■ Data to examine
PR #241, opened 2015-10-30
feature #240 Update Dependencies

tonylds1:
[web] [config.php] this file is updated by composer.json script

### DIFF
--- a/web/config.php
+++ b/web/config.php
@@ -1,10 +1,13 @@
 <?php
 
 if (!isset($_SERVER['HTTP_HOST'])) {
-    exit('This script cannot be run from the console. Run it from a browser.');
+    exit('This script cannot be run from the CLI. Run it from a browser.');
 }
 
-if (!in_array(@$_SERVER['REMOTE_ADDR'], array('127.0.0.1', '::1'))) {
+if (!in_array(@$_SERVER['REMOTE_ADDR'], array(
+    '127.0.0.1',
+    '::1',
+))) {
     header('HTTP/1.0 403 Forbidden');
     exit('This script is only accessible from localhost.');
 }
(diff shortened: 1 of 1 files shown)


bocharsky-bw:
:-1: This script was customized for Symfony Demo app

javiereguiluz:
@tonylds1 you are right, but this project uses a customized script because the Symfony script is a bit ugly and ours is better integrated with the overall design of the application.

By the way, anyone knows how could we prevent further issues related to this script? How can ignore the default Symfony script forever?

voronkovich:
@javiereguiluz,  we could add it to .gitignore

javiereguiluz:
@voronkovich yes, but the main problem is that when you execute `composer update`, our script is overridden by the default script.

voronkovich:
@javiereguiluz, I think the main problem is that every month somebody creates a PR with the updated `config.php`. :)

javiereguiluz:
A solution could be to redesign the original config.php so it sucks less. After all, we've already redesigned most of the Symfony elements.

voronkovich:
@javiereguiluz, I think we could add a command `git checkout web/config.php` to the `post-update-cmd` section of the composer.json

voronkovich:
@javiereguiluz what about to rename `config.php`?
See https://github.com/sensiolabs/SensioDistributionBundle/blob/master/Composer/ScriptHandler.php#L216

javiereguiluz:
@voronkovich we did that in the past ... and @bocharsky-bw still has nightmares about that ;)

bocharsky-bw:
Yeah, `app/check.php` script refers exactly to the `config.php`. It was in https://github.com/symfony/symfony-demo/pull/140 :)

voronkovich:
I think we could use a dirty hack, like this:
```json
"post-update-cmd": [
            "Incenteev\\ParameterHandler\\ScriptHandler::buildParameters",
            "Sensio\\Bundle\\DistributionBundle\\Composer\\ScriptHandler::buildBootstrap",
            "Sensio\\Bundle\\DistributionBundle\\Composer\\ScriptHandler::clearCache",
            "Sensio\\Bundle\\DistributionBundle\\Composer\\ScriptHandler::installAssets",
            "mv web/config.php web/_config.php",
            "Sensio\\Bundle\\DistributionBundle\\Composer\\ScriptHandler::installRequirementsFile",
            "mv web/_config.php web/config.php",
            "Sensio\\Bundle\\DistributionBundle\\Composer\\ScriptHandler::removeSymfonyStandardFiles"
        ]
```

javiereguiluz:
Let's close this issue as "won't fix" for now and we'll revisit it when Symfony 2.8 and 3.0 are released. Thanks!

■ Work request
When you answer, retype all of the material exactly as it appears above.

■ Result for this exercise
PR #241, opened 2015-10-30
feature #240 Update Dependencies

tonylds1:
[web] [config.php] this file is updated by composer.json script

### DIFF
--- a/web/config.php
+++ b/web/config.php
@@ -1,10 +1,13 @@
 <?php
 
 if (!isset($_SERVER['HTTP_HOST'])) {
-    exit('This script cannot be run from the console. Run it from a browser.');
+    exit('This script cannot be run from the CLI. Run it from a browser.');
 }
 
-if (!in_array(@$_SERVER['REMOTE_ADDR'], array('127.0.0.1', '::1'))) {
+if (!in_array(@$_SERVER['REMOTE_ADDR'], array(
+    '127.0.0.1',
+    '::1',
+))) {
     header('HTTP/1.0 403 Forbidden');
     exit('This script is only accessible from localhost.');
 }
(diff shortened: 1 of 1 files shown)


bocharsky-bw:
:-1: This script was customized for Symfony Demo app

javiereguiluz:
@tonylds1 you are right, but this project uses a customized script because the Symfony script is a bit ugly and ours is better integrated with the overall design of the application.

By the way, anyone knows how could we prevent further issues related to this script? How can ignore the default Symfony script forever?

voronkovich:
@javiereguiluz,  we could add it to .gitignore

javiereguiluz:
@voronkovich yes, but the main problem is that when you execute `composer update`, our script is overridden by the default script.

voronkovich:
@javiereguiluz, I think the main problem is that every month somebody creates a PR with the updated `config.php`. :)

javiereguiluz:
A solution could be to redesign the original config.php so it sucks less. After all, we've already redesigned most of the Symfony elements.

voronkovich:
@javiereguiluz, I think we could add a command `git checkout web/config.php` to the `post-update-cmd` section of the composer.json

voronkovich:
@javiereguiluz what about to rename `config.php`?
See https://github.com/sensiolabs/SensioDistributionBundle/blob/master/Composer/ScriptHandler.php#L216

javiereguiluz:
@voronkovich we did that in the past ... and @bocharsky-bw still has nightmares about that ;)

bocharsky-bw:
Yeah, `app/check.php` script refers exactly to the `config.php`. It was in https://github.com/symfony/symfony-demo/pull/140 :)

voronkovich:
I think we could use a dirty hack, like this:
```json
"post-update-cmd": [
            "Incenteev\\ParameterHandler\\ScriptHandler::buildParameters",
            "Sensio\\Bundle\\DistributionBundle\\Composer\\ScriptHandler::buildBootstrap",
            "Sensio\\Bundle\\DistributionBundle\\Composer\\ScriptHandler::clearCache",
            "Sensio\\Bundle\\DistributionBundle\\Composer\\ScriptHandler::installAssets",
            "mv web/config.php web/_config.php",
            "Sensio\\Bundle\\DistributionBundle\\Composer\\ScriptHandler::installRequirementsFile",
            "mv web/_config.php web/config.php",
            "Sensio\\Bundle\\DistributionBundle\\Composer\\ScriptHandler::removeSymfonyStandardFiles"
        ]
```

javiereguiluz:
Let's close this issue as "won't fix" for now and we'll revisit it when Symfony 2.8 and 3.0 are released. Thanks!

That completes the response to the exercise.